# Symptomatic Pelvic Organ Prolapse and Self-Rated Health, One Year After Childbirth: A Swedish Nationwide Register Study

**Authors:** Maria Mirskaya, Anna Isaksson, Eva-Carin Lindgren, Ing-Marie Carlsson

PMC · DOI: 10.1007/s00192-025-06322-8 · International Urogynecology Journal · 2025-09-29

## TL;DR

Women with pelvic organ prolapse after childbirth report worse health one year later compared to those without the condition.

## Contribution

This study identifies a significant association between symptomatic pelvic organ prolapse and poor self-rated health in women one year post-childbirth.

## Key findings

- Women with sPOP were 55.7% more likely to report poor self-rated health one year after childbirth.
- Low education, urinary incontinence, fecal incontinence, and pre-pregnancy poor health were also linked to poor self-rated health.
- sPOP is highlighted as a public health concern affecting women's long-term health outcomes.

## Abstract

Pelvic organ prolapse (POP) is a complication of childbirth that may impair the overall health of women.
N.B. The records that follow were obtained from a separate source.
PR #2084, opened 2020-03-12
Enckey as argument support

### LINKED ISSUE #2075: "pi-manage create_enckey" command should accept static key by arg
Creates an enckey with a password string set via CLI

`pi-manage create_enckey --enckey=<key>`

PR:  #2084

**Additional context**

I'm trying to deploy pi with docker swarm. In a multi-host environment, there's no easy way to distribute volumes data, so I'm trying to avoid file persistence. I'm thinking about creating the same enckey for all the instances instead of random bytes (default behavior). Is it possible?

brunocascio:
Closes #2075

### DIFF
--- a/pi-manage
+++ b/pi-manage
@@ -93,6 +93,7 @@ from privacyidea.lib.utils import parse_timedelta
 from privacyidea.lib.crypto import create_hsm_object
 import jwt
 import ast
+import base64
 
 SILENT = True
 MYSQL_DIALECTS = ["mysql", "pymysql", "mysql+pymysql"]
@@ -446,9 +447,13 @@ def encrypt_enckey(encfile):
 
 
 @manager.command
-def create_enckey():
+def create_enckey(enckey_b64=None):
     """
-    If the key of the given configuration does not exist, it will be created
+    If the key of the given configuration does not exist, it will be created.
+
+
+    :param enckey_b64: (Optional) base64 encoded plain text key
+    :return:
     """
     print()
     filename = app.config.get("PI_ENCFILE")
@@ -457,8 +462,15 @@ def create_enckey():
               filename)
         sys.exit(1)
     with open(filename, "wb") as f:
-        f.write(DefaultSecurityModule.random(96))
-
+        if enckey_b64 is None:
+            f.write(DefaultSecurityModule.random(96))
+        else:
+            print("Warning: Passing enckey via cli input is considered harmful.")
+            bin_enckey = base64.b64decode(enckey_b64)
+            if len(bin_enckey) != 96:
+                print("Error: enckey must be 96 bytes length")
+                sys.exit(1)
+            f.write(bin_enckey)
     print("Encryption key written to %s" % filename)
     os.chmod(filename, 0o400)
     print("The file permission of %s was set to 400!" % filename)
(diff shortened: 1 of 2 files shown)


pi-manage
```diff
@@ -457,8 +457,14 @@ def create_enckey():
               filename)
         sys.exit(1)
     with open(filename, "wb") as f:
-        f.write(DefaultSecurityModule.random(96))
-
+        if enckey is None:
+            f.write(DefaultSecurityModule.random(96))
+        else:
+            print("Warning: Passing enckey via cli input is considered harmful.")
+            if not len(enckey.encode()) is 96:
```
cornelinux: In which encoding is the user supposed to pass the encryption key?
The encryption key is 96 bytes, so it could be a string of 192 hex values, but it is not clear.

You also should enhance the docstring or use the decorator ``@manager.option`` to give the user a better clue, how the encryption key is to be passed.
Or add some words to the documentation: https://github.com/privacyidea/privacyidea/blob/4929d4e0a7a11cbc564a88d034f7903665ba8024/doc/installation/system/pimanage/index.rst

brunocascio: Hi @cornelinux,

> In which encoding is the user supposed to pass the encryption key?
The encryption key is 96 bytes, so it could be a string of 192 hex values, but it is not clear.

Yes, you're right. Encoding could be [ASCII](https://es.wikipedia.org/wiki/ASCII) in order to avoid ambiguous chars or chars like `ñáéíú....`.

Example `XeH5xCz2RIB54pd4xwLO3XTJf69umi2z6k8mHRoXuOp5Vdzn6raFEEHR02jzTFXs0r0mbeIZCI9FVDdaBAAiWoRyS8!#&%+,`

What do you think?

brunocascio: I've just updated the PR. Any change or recommendation just let me know and I'll do it :+1:

cornelinux: If you allow those characters like "&" or "!" you will get challenges at the command line.
I would probably use 
a) Hex encoding, which is proabably too long:
~~~~    
'c55b31c1c39eeab4d4084378e80e4f28217497c47eb39dd9eb22804a87d29b4d0b6715b036da2fb20c76c18f88bf80479a61b73607d03be8dea22cae2918b55cfb859ec5bcead307fff84014b91237548b9c95bde70837bad0fc175ec9e694a1'
~~~~
b) base32
~~~~
'2Y7Y5VY7XKDSO3WECLVMOBV6WTLIYOMTMZRMPRGF663TBCQCB5VUZZABT3C4C7Z62HCUTQNVCVEMSI2N6WCO4N3GKYNG6UV3KE6JFDTD4XNY6LT3A5QYBCE5JV35EXZZ2DHPIYTDVKLGUV2PHOKIPKPZLE======'
~~~~
WHich is still safe in regards to characters, but always needs some padding
c) base64 might still have problems with the + (no it does not)
~~~~
'QMVSDPSL6d/K4J1xl0mpPY10Oi+YBdnBlm+oTykQimdehe2xFdjW8FDl8KR1ZPr7xfNp2VxvR+/ODC4VEYyFwnGH6iJYzixswA9QB4F5oFtRDb2gUKZDcWcYcHIlCtzE'
~~~~
but it is simpler to escape with upper ticks.

I would go for base64!

cornelinux: @brunocascio Please change this to base64 encoding. I do not see any sense in ascii - only problems. We do not do such encoding at any other place in privacyIDEA.

brunocascio: Done!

We hypothesized that women with symptomatic pelvic organ prolapse (sPOP) would rate their health lower than women without sPOP 1 year after childbirth.

The Swedish National Pregnancy Register, and the Pregnancy Survey were merged and searched for women with data on self-rated health and POP 1 year after childbirth. The women (n = 43,082), who answered these validated questions in the Pregnancy Survey between December 2022 and October 2024 comprised our study population, of which 40,392 were included in the final analysis. Analysis was performed using descriptive statistics and a binary logistic regression model to estimate the associations between self-rated health and sPOP 1 year after childbirth.

In total, 5704 (13.2%) participants reported sPOP; 1617 (28.3%) women with sPOP and 6669 (17.8%) women without sPOP rated their health as poor. sPOP was associated with poor self-rated health 1 year after childbirth (OR 1.557, 95% CI 1.453–1.669). Additionally, the following covariates: low education, urinary incontinence, fecal incontinence, and poor self-rated health before pregnancy were also associated with poor self-rated health 1 year after childbirth.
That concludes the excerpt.